### Work order:
From the entries that follow, extract each line holding the string "fields".

(Collected data)
*-*-*
PR #2018, opened 2015-02-04
Edited developer mode documentation adding postgresql installtion and other edits

eomwandho:
Edited developer mode documentation adding postgresql installtion and other edits


docs/tutorials/devel/install_devmode/index.txt
```diff
@@ -8,16 +8,21 @@ In order to install Geonode 2.0 in developing mode on Ubuntu 12.04 the following
 
 For Windows: (:ref:`_install_win_devmode`)
```
capooti: maybe Ubuntu?

docs/tutorials/devel/install_devmode/index.txt
```diff
@@ -45,6 +50,33 @@ For Windows: (:ref:`_install_win_devmode`)
...
+
+     .. code-block:: console
+
+      $ sudo apt-get install postgresql-9.3-postgis-2.1 postgresql-9.3-postgis-scripts
+
+     Change postgres UNIX password
+
+     .. code-block:: console
+
+      $ sudo passwd -u postgres # change password expiry infromation
```
capooti: why do we need to set a password at all?

capooti:
nice, please check my comments.
As you changed just one doc file, it would be useful to squash the commits as described here: http://gitready.com/advanced/2009/02/10/squashing-commits-with-rebase.html

docs/tutorials/devel/install_devmode/index.txt
eomwandho: Postgresql doesn't ask users to set password during initial install on Ubuntu, so its necessary to create new password for postgres. Though one can also user thier default system user, but postgres will through an error, that database doesn't exist.

Issue #1890, opened 2014-12-15
Adding (or move) geometry editing capabilities into Layer


collaer:
Hello,

Not a bug, just a question about relocating a functionnality.

I find out a bit confusing the place where the feature geometries can be edited in geoexplorer.

Personnaly i think the best place for that capabilities should be located (also or only ?) into the "layer" menu / options rather than in the maps.

At least for first users adding some help or link in to the "Layer : Edit layer" options should be interresting because the first place you look when you want to edit a layer is in the layer menu and then in the 'edit layer' option.

My first choice should be to add an option in the edit layer menu to open a simple geoexplorer map to edit geometries.

What do you think ?

jj0hns0n:
The button labeled 'create map' on the layer explore page performs this function loading geoexplorer with this layer and allowing for editing. The button could be renamed and/or moved around on the page to make it clear this is how to 'edit this layer'.

collaer:
ok for me,
I think it should be clearer for newcomers to have both options/buttons 'edit geometries' and 'create map'.

capooti:
we could add an "Edit data" link in the menu for this purpose.

PR #2026, opened 2015-02-04
Adding link to edit data into the layer edit menu

collaer:
just an new "edit data" entry in the existing menu :
image

for #1890


geonode/layers/templates/layers/layer_detail.html
```diff
@@ -204,6 +204,9 @@ <h4 class="modal-title" id="myModalLabel">{% trans "Edit Layer" %}</h4>
                 <h4>Layer</h4>
                 {% if "change_resourcebase" in perms and not resource.service %}
                 <a class="btn btn-default btn-block btn-xs" href="{% url "layer_replace" resource.service_typename %}">{% trans "Replace" %}</a>
+                {% if resource.storeType == 'dataStore'  %}
```
capooti: needs also a check if the user has layer edit permissions

PR #2030, opened 2015-02-04
removed some required win_install_dep packages since compiled wheels are now used

nathanhilbert:
pypi is now using compiled wheels which has better support for pip than the previously used .exe files, which required easy_install.  As packages like pycsw are brought around to use wheel supported packages, win_deps_install will no longer be required per the comments in code.
Also a note in code that 64bit python users are on their own to install everything.

### DIFF
--- a/pavement.py
+++ b/pavement.py
@@ -142,8 +142,7 @@ def setup(options):
 
 
 def grab_winfiles(url, dest, packagename):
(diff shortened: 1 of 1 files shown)


nathanhilbert:
FYI [What are Wheels?](http://pythonwheels.com/)

PR #2033, opened 2015-02-04
Fixes #1307

### LINKED ISSUE #1307: Layer feature not queriable on geonode 2.0c5
In Geonode 2.0c5, a layer feature cannot be queried if the column names have spaces. Geonode 1.x knew how to handle column names with spaces in them.

It would be great if Geonode 2.x can handle column names with spaces or special characters.

capooti:
Fixes #1307 by avoiding invalid column names when uploading shapefiles.
Adds a pyshp dependency


capooti:
oops looks like the regulare expressions filter out  "_", working on this

PR #2041, opened 2015-02-04
styler does not show up when not logged #2011

### LINKED ISSUE #2011: The style editor in the layer detail page should be disabled if not logged in
If the user is not logged in, the style editor should be completely disabled since they cant actually save the styles. What happens now is an error is thrown when the app tries to save the style. It would be much better to just not allow the user to try to edit the style (as on the map detail page) or prompt them to login (as in the map composer / geoexplorer)

san_andres_y_providencia_water_ _example_com

@bartvde any ideas on this one? (sorry, you are the only geoexplorer guy we have access to)

ndufrane:
This pr resolve #2011 by not showing the button if not logged

### DIFF
--- a/geonode/templates/geonode/geo_header.html
+++ b/geonode/templates/geonode/geo_header.html
@@ -24,11 +24,13 @@ GeoExplorer.Viewer.prototype.loadConfig = function(config) {
 
     // Do not include the layer styler on the map-detail view.
     {% if not map %}
+        {% if user.is_authenticated %}
         config.viewerTools.splice(5, 0, {
             id: "styler",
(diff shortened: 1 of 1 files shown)


geonode/templates/geonode/geo_header.html
```diff
@@ -24,11 +24,13 @@
 
     // Do not include the layer styler on the map-detail view.
     {% if not map %}
+        {% if user.is_authenticated %}
```
bartvde: should this be when the user is not authenticated?
Since splice will remove the tool.

PR #2068, opened 2015-02-10
allowed document types list

oware:
dynamic list of allowed document types. resolves issue #1792


simod:
@oware thanks for this. The  build is failing for the indentation. Although, since the ALLOWED_DOCUMENT_TYPES is used just in one view I would pass it as context parameter in the view here https://github.com/GeoNode/geonode/blob/master/geonode/documents/views.py#L120 overriding the get_context_data method, see here https://docs.djangoproject.com/en/1.7/ref/class-based-views/mixins-simple/#contextmixin.

simod:
thanks!

PR #2784, opened 2016-12-20
Fix for index.html for dataset name length <h4>

BerryDaniel:
L169 limited featured dataset title to 20 characters so the the name doesnt overlap the next dataset.

### DIFF
--- a/geonode/templates/index.html
+++ b/geonode/templates/index.html
@@ -45,7 +45,7 @@
   			<div class="container text-center">
   				<h1>Discover the available datasets.</h1>
   				<div class="col-xs-4 col-sm-2">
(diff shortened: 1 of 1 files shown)


capooti:
two things:
1. I would use django truncatechars filter in place of the angular limitto filter
2. I would not hardcode the categories (this is not related to your PR, but just an opinion)
thanks

capooti:
forget my first comment, as that is an angular variable not a django one

ppasq:
@capooti about your second comment: the idea was to show a selection of categories or metacategories since the ISOs are 19 (a lot) and some of them have a kind of fuzzy names. Btw I agree that hard coding the categories is bad and naming could be misleading (metacategories vs ISOs).

PR #2785, opened 2016-12-20
removal of corsheader app, since it was not working and still require…

BerryDaniel:
…d a proxy server such as nginx or apache. The reason for removal was to reduce the nonessential app dependencies.


BerryDaniel:
It appears that removing a few lines decreased our coverage. just fyi

PR #2789, opened 2016-12-23
Add a link to the Geogig Repository in the Layers API

theduckylittle:
- create_response now receives bundles and not dicts, fixing
   serialization issues
- corrected id-filtering based on the conversion to bundles.
- added geogig_enabled, geogig_link attributes to layers API.
- moved field filtering to specific APIs as there was layers-specific
   field names in the Base class.
- geogig_link is now published in the layer API results.

### DIFF
--- a/geonode/api/resourcebase_api.py
+++ b/geonode/api/resourcebase_api.py
@@ -536,7 +536,7 @@ class LayerResource(CommonModelApi):
 
     """Layer API"""
 
-    geogig_enabled = fields.BooleanField(attribute='geogig_enabled', readonly=True)
+    geogig_link = fields.CharField(attribute='geogig_link', readonly=True, null=True)
 
     class Meta(CommonMetaApi):
         queryset = Layer.objects.distinct().order_by('-date')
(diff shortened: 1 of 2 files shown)


geonode/api/resourcebase_api.py
```diff
@@ -454,6 +454,12 @@ def get_list(self, request, **kwargs):
             collection_name=self._meta.collection_name)
         to_be_serialized = paginator.page()
 
+        bundles = [
```
davisc: @simod thanks for the background information. Were there any metrics captured for a performance baseline?

simod:
Yes there were.... don't remember where maybe @ingenieroariel remembers.

geonode/api/resourcebase_api.py
sarasafavi: @davisc @theduckylittle not the answer you are looking for, but for reference see https://github.com/GeoNode/geonode/pull/1537

theduckylittle:
Closing out in favor of: https://github.com/GeoNode/geonode/pull/2792

PR #2808, opened 2017-01-07
Fix bug with ajax POST and page refresh on inbox page when deleting m…

travislbrundage:
…essage

Previously, the ajax call would "work", but only once, after which the listener got removed and it would POST the delete the old way.

This should fix it to always delete the message using ajax correctly.

### DIFF
--- a/geonode/templates/user_messages/inbox.html
+++ b/geonode/templates/user_messages/inbox.html
@@ -40,17 +40,23 @@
*-*-*
### Output below:
-    geogig_enabled = fields.BooleanField(attribute='geogig_enabled', readonly=True)
+    geogig_link = fields.CharField(attribute='geogig_link', readonly=True, null=True)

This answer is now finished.